Revenue received by a school district during the immediately
preceding year, which was earned by, or which was payable to, such
school district in another year or years, shall not be considered as
minimum program income of such district for state aid purposes.
B.  All funds received by counties, cities, towns, or other
subdivisions of government in this state, hereinafter referred to as
the recipient government, from the federal government pursuant to
the distribution of funds authorized by the state shall be deposited
in the treasury of the recipient government in a fund which shall be
recorded and accounted for separately and apart from all other
funds.  Principal and interest received from investments of the
federal monies, proceeds from the sale of assets purchased from the
federal monies, and other miscellaneous income derived from the
direct operation of the federal monies may be deposited in the fund
from which the federal monies were deposited if required by the
federal government or by the governing board of the recipient
government.
The unappropriated cash balance on hand may be appropriated as
needed upon the request of the governing board of the recipient
government and approval by the county excise board; provided, if the
governing board of the recipient government determines the need to
do so, it may estimate the amount remaining to be collected from its
entitlement from federal funds during the remainder of its fiscal
year and include such estimate in its request for appropriations.
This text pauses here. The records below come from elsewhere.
Issue #171, opened 2026-06-11
Persona-as-judge threat rating + rolling per-chat buffer for escalation grounding


robertclawson:
## Summary

Two coupled changes to the untrusted-input security perimeter:

1. **Persona-as-judge** — replace the FTS-snippet briefing (`makeJudgeBriefing` / `renderPriors`) with the **full persona** (soul, memory, drawers, context) run in a no-tools environment under a **narrow** prompt whose only output is a `0–100` rating of how likely the input is a **prompt-injection attempt**.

The estimate shall not exceed the amount of the entitlement which is
to be received during the remainder of the recipient government’s
fiscal year or, if the amount of the entitlement has not been
certified, ninety percent (90%) of such funds received during a
corresponding period of the previous fiscal year; provided, that if
the entitlement is less than that estimated or if the entitlement to
be collected during the recipient government’s fiscal year, in
addition to the unappropriated cash balance, is reduced below the
amount appropriated for the fiscal year, the governing board of the
recipient government shall request the county excise board for an
adequate reduction of appropriations in the fund.
All disbursements made from the fund in which federal monies are
deposited shall be made in the same manner as those made from the
general fund of the recipient government; provided, that no warrants
shall be drawn on the fund unless sufficient monies are available to
pay the warrants.
All forms and procedures necessary for the effective operation
of this act shall be prescribed by the office of the State Auditor
and Inspector.

C.  All monies distributed by federal, state, or tribal
governments and received by any state agency, board, or commission
to administer and distribute to counties, cities, towns, or other
subdivisions of the government in this state, hereinafter referred
to as the recipient government, that do not follow procedures in
subsection B of this section may utilize the letter of commitment
appropriation process as specified in this subsection.  The
recipient government shall receive approval for the program as
required by the agency, board, or commission administering the
program and by the federal government, if required.  Once approved,
the state agency, board, or commission may authorize a letter of
commitment of federal, state, or tribal monies available to the
recipient government.  The excise board may approve an appropriation
in the amount of the letter of commitment.  Each recipient
government may establish a separate appropriation within a special
revenue fund designated for federal, state, or tribal monies.  The
recipient government may encumber funds in an amount not to exceed
the sum of the total letter of commitment, which is a binding
commitment of funding which the recipient government will receive
for the project or projects eligible for such federal funding.  The
encumbrance of funds authorized by this section shall be made in
accordance with procedures prescribed by the State Auditor and
Inspector and shall be administered in accordance with rules and
regulations concerning such distribution adopted by the federal
government and the state agency, board, or commission.  Any
expenditure incurred by the recipient government using the letter of
commitment appropriation process and disallowed by the federal,
state, or tribal government or state agency, board, or commission
administering the funds shall be paid by the recipient government.
Added by Laws 1965, c. 501, § 2.  Amended by Laws 1977, c. 108, § 1,
emerg. eff. May 30, 1977; Laws 1985, c. 34, § 1, eff. Nov. 1, 1985.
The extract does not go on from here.